By Gregory A. Briker and Tyler S.B. Olkowski, Contributing Writers

Since voting opened for the Undergraduate Council elections on Monday, the C.C. Gong ’15 and Sietse K. Goffard ’15 campaign has earned more endorsement from student groups than the other two tickets—Chika-Dike Nwokike ’15 and Una Kim ’15 and Samuel B. Clark ’15 and Gus A. Mayopoulous ’15—combined.

Gong and Goffard have garnered the endorsements of the Harvard Democrats, Harvard Republican Society, Queer Students and Allies, Latinas Unidas, The Crimson, Woodbridge International Society, Harvard Habitat for Humanity, Catholic Students Association, The Social Innovation Collaboration, and the Asian-American Society. Additionally, according to Gong, “93 percent of the UC supports our ticket.”

“We have gotten the endorsements of every student organization we’ve met with and heard back from, which means the other tickets haven’t gotten a single endorsement,” said Gong in an email to The Crimson.

However, the Clark-Mayopoulous ticket reported the endorsements of the Voice Actors Guild, Satire V, and On Harvard Time. Additionally, Nwokike and Kim have been endorsed by the Black Men’s Forum, the Association of Black Harvard Women, and the Korean Association, according to Nwokike.

In addition to gaining group endorsements, tickets have launched volunteer teams and Facebook campaigns to attract voters.

The Gong-Goffard ticket has built a team of 60 core members and more than 200 other volunteers to “get out the vote,” Gong said.

According to an internal document provided to The Crimson detailing campaign infrastructure, the team is composed of four campaign managers, various levels of advisors and strategists, directors of policy and communications, a creative team, two “hypemasters,” and specific coordinators for finance, web pages, and election rules.

The Nwokike and Kim ticket preferred to keep the size and structure of their campaign secret.
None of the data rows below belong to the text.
Issue #169, opened 2021-11-10
Memory leak in `strtod32` etc.


ian-abbott:
Eyeballing `FUNCTION_L_INTERNAL()` in "stdlib/strtod32.c", not all paths through the function call `freelocale(C_locale);` before returning.

pmur:
This should be fixed with 437c154655625c408316a18767727626e1cbe9e4

PR #171, opened 2021-11-12
stdlib: Fix locale memory leak in strtodN/wcstodN

ian-abbott:
These all call an internal function named by the `FUNCTION_L_INTERNAL`
macro in "stdlib/strtod32.c" which calls `newlocale` to allocate a
locale object referred to by the variable `C_locale`.  Only 7 out of 13
return statements have a preceding call to `freelocale(C_locale)`,
leading to a likely memory leak if the program has called `setlocale`.
Always call `freelocale(C_locale)` before returning to plug the leak.

Signed-off-by: Ian Abbott <abbotti@mev.co.uk>

### DIFF
--- a/stdlib/strtod32.c
+++ b/stdlib/strtod32.c
@@ -512,6 +512,7 @@ FUNCTION_L_INTERNAL (const STRING_TYPE * nptr, STRING_TYPE ** endptr,
 	}
 
       /* It is really a text we do not recognize.  */
+      freelocale(C_locale);
       RETURN (0.0, nptr);
     }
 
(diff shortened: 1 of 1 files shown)


ian-abbott:
Fixes #169

pmur (approved):
Thanks, LGTM. The only trivial nit is the first word after the colon should be lower-case in the commit title.

tuliom (approved):

pmur:
I fixed the trivial capitalization in the commit title, and pushed it via CLI. Thanks @ian-abbott.

PR #85, opened 2017-07-20
Switch to Wavelength

swalker2m:
Small update to take advantage of `gem.math.Wavelength` in GMOS.

### DIFF
--- a/modules/db/src/main/scala/gem/dao/package.scala
+++ b/modules/db/src/main/scala/gem/dao/package.scala
@@ -7,7 +7,7 @@ import doobie.postgres.imports._
 import doobie.imports._
 import doobie.enum.jdbctype.{ Distinct => JdbcDistinct, Array => _, _ }
 
-import gem.math.{ Angle, Offset }
+import gem.math.{ Angle, Offset, Wavelength }
 
 import java.sql.Timestamp
 import java.time.{Duration, Instant}
@@ -92,6 +92,10 @@ package object dao extends MoreTupleOps {
   // OffsetQ maps to a signed angle in arcseconds
   implicit val OffsetQMeta: Meta[Offset.Q] =
     AngleMetaAsSignedArcseconds.xmap(Offset.Q(_), _.toAngle)
+
+  // Wavelength maps to an integer in angstroms
+  implicit val WavelengthMeta: Meta[Wavelength] =
+    Meta[Int].xmap(Wavelength.unsafeFromAngstroms, _.toAngstroms)
 
   // Program.Id as string
   implicit val ProgramIdMeta: Meta[Program.Id] =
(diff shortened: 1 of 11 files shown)


modules/db/src/main/scala/gem/dao/package.scala
```diff
@@ -93,6 +93,10 @@ package object dao extends MoreTupleOps {
   implicit val OffsetQMeta: Meta[Offset.Q] =
     AngleMetaAsSignedArcseconds.xmap(Offset.Q(_), _.toAngle)
 
+  // Wavelength maps to an integer in angstroms
+  implicit val WavelengthMeta: Meta[Wavelength] =
+    Meta[Int].xmap(Wavelength.unsafeFromAngstroms, _.toAngstroms)
+
```
tpolecat: So, I think we may want to leave this non-implicit and have specialized wrappers for `GmosWavelength` or something that map to an exact decimal representation in nanometers (as we did with offsets, which are stored as decimal arcseconds) if that's what a human wants to see. I think it's important to be able to look at a database table and see values that make intuitive sense. We need to add comments to the columns in question, now that I think about it.

But if it's the case that every wavelength in the science model (as far as we know) makes sense in angstroms then this mapping seems fine to me.

modules/json/src/main/scala/gem/json.scala
```diff
@@ -25,6 +25,10 @@ package object json {
         b => Angle.fromMicroarcseconds(b.underlying.movePointLeft(6).longValue))(
         a => BigDecimal(new java.math.BigDecimal(a.toMicroarcseconds).movePointRight(6)))
 
+  // Wavelength mapping to integral Angstroms.
+  implicit val WavelengthCodec: CodecJson[Wavelength] =
+    CodecJson.derived[Int].xmap(Wavelength.unsafeFromAngstroms)(_.toAngstroms)
+
```
tpolecat: Same comment as above, assuming we want JSON to be human-readable, which I think is a good starting position.

modules/db/src/main/scala/gem/dao/package.scala
swalker2m: I thought about that but it seemed to me that the current state of representing the central wavelength in um in some cases and nm in others was too confusing and thought it best to guarantee that when you see a wavelength column you always know it is angstroms.

`Angle` seemed different because there are various usages and no universally applicable natural unit.  Maybe I'm wrong though.

tpolecat: Ok that makes sense. If wavelengths always show up as 123 Å then 👍

swalker2m:
After discussion with @tpolecat, I think that in fact we probably will need to represent wavelengths in different units in the database.  I'm merging now anyway, knowing that we'll come back to this, since this is an improvement over what is there now.

PR #87, opened 2017-07-24
User cleanup

tpolecat:
This cleans up some messiness in the user DAO. It's still unused other than `selectRootUser` since there's no way to create another user.

### DIFF
--- a/modules/db/src/main/scala/gem/dao/UserDao.scala
+++ b/modules/db/src/main/scala/gem/dao/UserDao.scala
@@ -16,7 +16,7 @@ object UserDao {
    * raises an exception if the root user is missing.
    * @group Queries
    */
-  val selectRoot: ConnectionIO[User[ProgramRole]] =
+  val selectRootUser: ConnectionIO[User[ProgramRole]] =
     OptionT(selectUser(User.Id.Root)).getOrElse(sys.error("No root user. Cannot continue."))
 
   // Helper method to add roles to a selected user, if any.
@@ -28,14 +28,14 @@ object UserDao {
   } .run
 
   /**
-   * Select the given user, with roles.
+   * Select the given user, if any, with roles.
    * @group Queries
    */
   def selectUser(uid: User.Id): ConnectionIO[Option[User[ProgramRole]]] =
     selectUserImpl(Statements.selectUser(uid))
 
   /**
-   * Select the given user, with roles, if the id and password match a known user.
+   * Select the given user, if any, with roles, if the id and password match a known user.
    * @group Queries
    */
   def selectUserʹ(uid: User.Id, password: String): ConnectionIO[Option[User[ProgramRole]]] =
@@ -47,13 +47,6 @@ object UserDao {
    */
   def selectRoles(id: User.Id): ConnectionIO[Map[Program.Id, Set[ProgramRole]]] =
     Statements.selectRoles(id).list.map(_.foldMap { case (k, v) => Map((k -> Set(v))) })
-
-  /**
-   * Select the given user, with roles. Raises an exception if the user is not found.
-   * @group Queries
-   */
-  def selectUserWithRoles(id: User.Id): ConnectionIO[User[ProgramRole]] =
-    (Statements.selectUser(id).unique |@| selectRoles(id))((u, r) => u.copy(roles = r))
 
   /**
    * Attempts to change the specified user's password, yielding success. A cause of failure (user
--- a/modules/db/src/main/scala/gem/dao/UserDao.scala
+++ b/modules/db/src/main/scala/gem/dao/UserDao.scala
@@ -12,26 +12,34 @@ import doobie.imports._
 object UserDao {
 
   /**
-   * Select the super-user, for system processes.
+   * Select the root user, for system processes. Always succceds if the system is consistent;
+   * raises an exception if the root user is missing.
    * @group Queries
    */
-  val selectRoot: ConnectionIO[User[Nothing]] =
-    selectUser("root")
+  val selectRoot: ConnectionIO[User[ProgramRole]] =
+    OptionT(selectUser(User.Id.Root)).getOrElse(sys.error("No root user. Cannot continue."))
+
+  // Helper method to add roles to a selected user, if any.
+  private def selectUserImpl(q: Query0[User[Nothing]]): ConnectionIO[Option[User[ProgramRole]]] = {
+    for {
+      u <- OptionT(q.option)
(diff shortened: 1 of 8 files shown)


modules/db/src/main/scala/gem/dao/UserDao.scala
```diff
@@ -11,55 +11,74 @@ import doobie.imports._
...
-         }
+       """ ++ and).query[(String, String, String, String, Boolean)].map {
+        case (i, f, l, e, s) => User(i, f, l, e, s, Map.empty)
+      }
+
+    def selectUser(id: String): Query0[User[Nothing]] =
+      selectUserImpl(id, Fragment.empty)
+
+    def selectUserʹ(id: String, password: String): Query0[User[Nothing]] =
+      selectUserImpl(id, fr"AND md5 = md5($password)")
```
cquiroz: MD5 is no longer considered safe enough. Even SHA1 is considered weak, the current recommendations is along the lines of HMAC256 or HMAC512

cquiroz:
This looks very good in general, I'd be happy though, to delegate user handling to ITS on the form of their Active Directory DB. Nevertheless we should probably have the option to fallback to our own user db

tpolecat:
I don't know if it's practical to rely on ITS for authentication because they would need to create accounts for all the PIs and I doubt they'll want to do that.

cquiroz:
I think that has been discussed at some moment but I have no idea of the results. Still we'd probably want to combine, perhaps having our own db for PIs but still delegating to ITS for internal users

modules/db/src/main/scala/gem/dao/UserDao.scala
swalker2m: I think this is still in proof-of-concept stage.

tpolecat: Good idea. `pgcrypto` is a provided extension we can enable. It provides `hmac()`. Opened #89 to track.

cquiroz: nice, I didn't know postgres would support crypto directly. sounds good

tpolecat:
Opened #90 to track ITS user management.

cquiroz:
As we briefly discussed over chat we could even consider doing user management with other platforms, e.g. github, google, etc. But that should be discussed with science if it make sense for them

tpolecat:
I read a bit on OpenAuth and it's really a system for authorizing an application to do work on a user's behalf. It's not an authentication system, although it is sometimes used that way.

cquiroz:
At least OpenAuth2 lets you do stuff like authorizing a user which is essentially what you want. As a good standard every implementation is slightly different though 😄

cquiroz:
But again, maybe science prefers our own DB + Gemini rather than anything else

tpolecat:
If we use the Twitter we can tweet on the user's behalf! "My program was just demoted to Band 4!"

modules/db/src/main/scala/gem/dao/UserDao.scala
jdnavarro: I think in general any standard hashing algorithm is not recommended for storing passwords without several safety measures like salting, authenticating, etc.

I'd use one of the specialized libraries to store passwords `bcrypt` `scrypt` or `PKDF2` and forget about the details. I'm sure there'll be plenty of implementations in Java/Scala.

If we don't want to bother evaluating crypto algorithms every time we need to pick one, I'd use all the defaults in the [libsodium](https://download.libsodium.org/doc/) and forget about it. I never had the chance to use it because of legacy constraints but here I don't we have that problem.

jdnavarro: Just read `pgcryto` provides de `S2K` algorithm taken from PGP which takes care of the salting and it's purposely made slow. So I guess that should be good enough for us.

tpolecat: Let's keep in mind that we're not doing banking here. We can use something better than MD5 but honestly I don't think this is a huge problem. If you gain access to the database there's no point trying to crack the passwords since you have the data already. If you try to do it through the REST API it will take forever. We can also have an incorrect password lock-out if we want. Let's not over-dramatize.

cquiroz: I beg to disagree. Many users reuse their passwords, even if the ODB isn't perhaps that critical, they could reuse their passwords in other more valuable settings

jdnavarro: We are not a bank but most users reuse passwords so we have the responsibility of not leaking them out.

But there is no drama in those password storing algorithms, they are straightfoward to use, just like hashing, take care of everything for you, and you can have peace of mind without having to think about it.

tpolecat: I guess that's a reasonable point. Are we happy with S2K?

cquiroz: I think that maybe enough. We can do it later though, just let's not forget it 😄 
The password business is quite messy that's why I'd be happy to delegate it to ITS/github/google or whoever wants it

tpolecat: Actually S2K isn't a hashing algorithm. `crypt-bf/10` takes a few hundred ms on my machine and we can up the count arbitrarily as machines get faster so how does that sound?

cquiroz: From what I knew `hmacs` are recommended but the documentation on postgress suggest to use something like `crypt-bf/10` so I'd follow that advice. `crypt-bf/8` says it would take 3927y to brute force an 8 char password. That sounds more than enough

jdnavarro: If I were working on a bank I guess I would still keep nitpicking about the algorithm but I will restrain myself 😄 , so 👍 for `crypt-bf/10`.

I'd say any algorithm designed purposely designed to store passwords with the proper reputation should be good enough for us. So S2K it's perfectly fine since it's the recommended by PostgreSQL.

In any case all these functions to store passwords and its parameters should be quite easy to swap in and out at any moment so we don't need to get it perfectly right now.

Can we assume all users stored in the database will have a Google account? All Gemini personnel will have one. If that's the case, we could delegate all the authentication to Google, as @cquiroz suggested, and then avoid storing any passwords. Nowadays it's very easy to use all those authentication services, but if we need to support users without Google accounts (is there anyone in the planet without a Google account? 😄 ) then it may not be worth implementing both ways of authenticating users.

PR #91, opened 2017-07-24
Add GMOS-S Smart Gcal

swalker2m:
Adds GMOS-S Smart Gcal support, including import from OCS2.  It's kind of copy/pasty, unfortunately.

### DIFF
--- a/modules/db/src/main/scala/gem/dao/SmartGcalDao.scala
+++ b/modules/db/src/main/scala/gem/dao/SmartGcalDao.scala
@@ -8,6 +8,7 @@ import gem.SmartGcal._
 import gem.config._
 import gem.config.DynamicConfig.{ SmartGcalKey, SmartGcalSearchKey }
 import gem.enum._
+import gem.math.Wavelength
 import doobie.imports._
 
 import scalaz._
@@ -21,6 +22,7 @@ object SmartGcalDao {
       ids <- k match {
                case f2: SmartGcalKey.F2              => selectF2(f2, t)
                case gn: SmartGcalKey.GmosNorthSearch => selectGmosNorth(gn, t)
+               case gs: SmartGcalKey.GmosSouthSearch => selectGmosSouth(gs, t)
              }
       gcs <- ids.traverseU { GcalDao.selectSmartGcal }.map(_.collect { case Some(a) => a })
     } yield gcs
@@ -30,6 +32,9 @@ object SmartGcalDao {
 
   def selectGmosNorth(k: SmartGcalKey.GmosNorthSearch, t: SmartGcalType): ConnectionIO[List[Int]] =
     t.fold(Statements.selectGmosNorthByLamp(k), Statements.selectGmosNorthByBaseline(k)).list
+
+  def selectGmosSouth(k: SmartGcalKey.GmosSouthSearch, t: SmartGcalType): ConnectionIO[List[Int]] =
+    t.fold(Statements.selectGmosSouthByLamp(k), Statements.selectGmosSouthByBaseline(k)).list
 
   val createIndexF2: ConnectionIO[Int] =
     Statements.createIndexF2.run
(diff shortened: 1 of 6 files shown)


modules/db/src/main/scala/gem/dao/SmartGcalDao.scala
```diff
@@ -31,6 +33,9 @@ object SmartGcalDao {
   def selectGmosNorth(k: SmartGcalKey.GmosNorthSearch, t: SmartGcalType): ConnectionIO[List[Int]] =
     t.fold(Statements.selectGmosNorthByLamp(k), Statements.selectGmosNorthByBaseline(k)).list
 
+  def selectGmosSouth(k: SmartGcalKey.GmosSouthSearch, t: SmartGcalType): ConnectionIO[List[Int]] =
+    t.fold(Statements.selectGmosSouthByLamp(k), Statements.selectGmosSouthByBaseline(k)).list
```
cquiroz: Got a bit lost here. Why can you call `fold` on `SmartGcalType`?

modules/ocs2/src/main/scala/gem/ocs2/SmartGcalImporter.scala
```diff
@@ -80,12 +81,33 @@ object SmartGcalImporter extends TaskApp with DoobieClient {
...
 
-    (SmartGcalKey.GmosNorthDefinition(c, (wmin, wmax)), gcal)
+    (SmartGcalKey.GmosDefinition(c, (wmin, wmax)), gcal)
+  }
+
+  def parseGmosSouth(input: List[String]): (SmartGcalKey.GmosSouthDefinition, List[String]) = {
+    import Parsers.Gmos._
+    import Parsers.GmosSouth._
+
+    val disperserS :: filterS :: fpuS :: xBinS :: yBinS :: _ :: ampGainS :: wavelengthMinS :: wavelengthMaxS :: gcal = input
```
cquiroz: What is this? destructuring a list? What if the length doesn't match?

modules/db/src/main/scala/gem/dao/SmartGcalDao.scala
swalker2m: There are two basic kinds of SmartGcal queries.  One looking for just a matching Arc or Flat specifically (by lamp) and one looking for day vs. night calibration sets.  The fold just picks the family of query that we will do.

modules/ocs2/src/main/scala/gem/ocs2/SmartGcalImporter.scala
swalker2m: Yeah it's definitely fragile, but this is only used for the initial import of string `.csv` GCAL data.  Once the data is in tables we won't need the importer anymore, I think.  The data is not edited by users but rather written out to a known format by the `exportSmartGcal` OSGi shell command I added to the ODB.  If anything goes wrong the import blows up, but that's fine I claim because this code won't be used by end-users.

modules/db/src/main/scala/gem/dao/SmartGcalDao.scala
cquiroz: How do you do that? is explicitly defined or is it defined as an Either? other?

swalker2m: I think I misread your question.  The `fold` method comes in via an enrichment method on the generated enum:

```scala
  /**
   * Enrichment methods for [[SmartGcalType]].
   * @group Enrichments
   */
  implicit class SmartGcalTypeOps(val value: SmartGcalType) extends AnyVal {
    def fold[X](lamp: GcalLampType => X, baseline: GcalBaselineType => X): X =
      value match {
        case SmartGcalType.Arc           => lamp(GcalLampType.Arc)
        case SmartGcalType.Flat          => lamp(GcalLampType.Flat)
        case SmartGcalType.DayBaseline   => baseline(GcalBaselineType.Day)
        case SmartGcalType.NightBaseline => baseline(GcalBaselineType.Night)
      }
  }
```

Issue #71, opened 2017-07-11
intermittent test failure with Daily program ids


tpolecat:
Something isn't quite right.

```
[info] Daily
[info] - should reparse
[info] - should never reparse into a Nonstandard, even if we try
[info] - should find the correct observing day given a site and instant
[info] - should be consistent re: .start and .fromSiteAndInstant
[info] - should be consistent re: .end and .fromSiteAndInstant *** FAILED ***
[info]   TestFailedException was thrown during property evaluation.
[info]     Message: Daily(GS,ENG,2016-08-15) did not equal Daily(GS,ENG,2016-08-14)
[info]     Location: (ProgramIdSpec.scala:60)
[info]     Occurred when passed generated values (
[info]       arg0 = Daily(GS,ENG,2016-08-14)
[info]     )
```

swalker2m:
Fixed by PR #93.

PR #93, opened 2017-07-24
Fix daily program id bug

swalker2m:
There is an [issue](https://github.com/gemini-hlsw/gem/issues/71) in the way that `Daily` program ids start and end times are calculated.  It doesn't account for daylight savings.  For example, at GS daylight savings starts and ends on a random, different day each year.  In the case of GS-ENG20160814, the old method for calculating the end date would take the last nanosecond of 8/13

```
2016-08-13T23:59:59.999999999-04:00[America/Santiago]
```

and add 14 hours, which usually produces the nanosecond before 2 PM on 8/14.  Because of the daylight savings event though we instead get:

```
2016-08-14T14:59:59.999999999-03:00[America/Santiago]
```

This update just makes the start and end times more explicit.


cquiroz:
very nice

PR #94, opened 2017-07-25
Add semester to daily program id

swalker2m:
I noticed that the `Daily` program id was missing its `Semester`.  I imagine there is a reason but I wasn't sure why so I thought I'd open a PR to find out.  At any rate, we associate semesters with daily program ids in the old core `ProgramId` and make use of it when filtering programs in the OT open dialog.

### DIFF
--- a/modules/core/src/main/scala/gem/ProgramId.scala
+++ b/modules/core/src/main/scala/gem/ProgramId.scala
@@ -90,7 +90,7 @@ object ProgramId {
     localDate:        LocalDate
   ) extends ProgramId(
     Some(site),
-    None,
+    Some(Semester.fromLocalDate(localDate)),
     Some(dailyProgramType.toProgramType)
   ) {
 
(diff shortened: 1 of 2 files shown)


tpolecat:
Ah, I didn't know that was necessary. Sounds good. Can we turn it into a data member? We will ned to do the `sealed abstract case class` trick to ensure that the semester and date are consistent. Also need to note in the comments that the semester is inferred.

tpolecat:
And I suppose add a test to confirm that the date+site is always consistent with the semester?

swalker2m:
I'm inclined to just calculate it on demand instead of storing it or trying to make sure it is consistent.  Does that make sense:

```scala
    /** Semester inferred from the `localDate` associated with this id. */
    def semester: Semester =
      Semester.fromLocalDate(localDate)
```

swalker2m:
Or maybe we want to pattern match on it?

tpolecat:
We could turn the `*Option` members into abstract methods and require the subclasses to implement them, which would let us compute the value on demand without needing to store the extra member and do the consistency nonsense. I think that might be the ethical thing to do here. I'm not super worried about pattern-matching.

swalker2m:
> We could turn the `*Option` members into abstract methods ...

Makes sense to me.  I took a stab at that.  I don't think there's really anything here to add to the test cases?

tpolecat:
> I don't think there's really anything here to add to the test cases?

Maybe a sanity check that the semester and date are consistent, but otherwise no.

“We would like to keep all internal campaign intel within our campaign staffers only,” wrote Arthur A. Raiford ’15, a campaign volunteer, in an email to The Crimson.

“We don’t want to leak out too much information,” said Nwokike, echoing Raiford’s sentiments.

Mercedes N. Flowers ’16, a volunteer for the Clark-Mayopoulous ticket, speculated that there are “at least a dozen but probably more” students working for that campaign.

Taylor K. Phillips ’15, the Clark-Mayopoulous campaign manager, described their team as “an army...sort of like Dumbledore’s Army in Harry Potter” in an email to The Crimson.

Volunteers have spent much of their time putting posters up around campus, speaking to friends, and publicizing their candidates.

Ingrid Y. Li ’17, a Yard Captain for Gong-Goffard, said that she has been reaching out to fellow freshmen by knocking on doors. “I feel like it’s so worthwhile...I have a lot of faith in their ideas,” Li said.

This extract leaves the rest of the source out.